▶ _Input data_
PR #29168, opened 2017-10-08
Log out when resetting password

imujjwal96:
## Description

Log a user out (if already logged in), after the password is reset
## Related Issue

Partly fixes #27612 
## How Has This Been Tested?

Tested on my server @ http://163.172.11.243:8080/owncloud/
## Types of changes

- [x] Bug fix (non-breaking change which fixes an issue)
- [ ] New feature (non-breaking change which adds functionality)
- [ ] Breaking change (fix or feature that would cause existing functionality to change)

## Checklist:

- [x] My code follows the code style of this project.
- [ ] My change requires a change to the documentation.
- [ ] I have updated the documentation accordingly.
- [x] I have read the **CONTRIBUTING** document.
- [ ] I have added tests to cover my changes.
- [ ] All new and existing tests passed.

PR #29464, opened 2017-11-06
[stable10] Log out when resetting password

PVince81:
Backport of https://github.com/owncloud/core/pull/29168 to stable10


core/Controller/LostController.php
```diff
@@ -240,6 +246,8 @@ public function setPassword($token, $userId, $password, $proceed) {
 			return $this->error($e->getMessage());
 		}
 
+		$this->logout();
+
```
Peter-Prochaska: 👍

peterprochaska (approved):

▶ _What to do_
From the entries above, restate word for word the lines from the line containing "- [x] Bug fix" to the line containing "- [ ] I have added tests to cover my changes.", both ends included, and nothing more.

▶ _Your response_
- [x] Bug fix (non-breaking change which fixes an issue)
- [ ] New feature (non-breaking change which adds functionality)
- [ ] Breaking change (fix or feature that would cause existing functionality to change)

## Checklist:

- [x] My code follows the code style of this project.
- [ ] My change requires a change to the documentation.
- [ ] I have updated the documentation accordingly.
- [x] I have read the **CONTRIBUTING** document.
- [ ] I have added tests to cover my changes.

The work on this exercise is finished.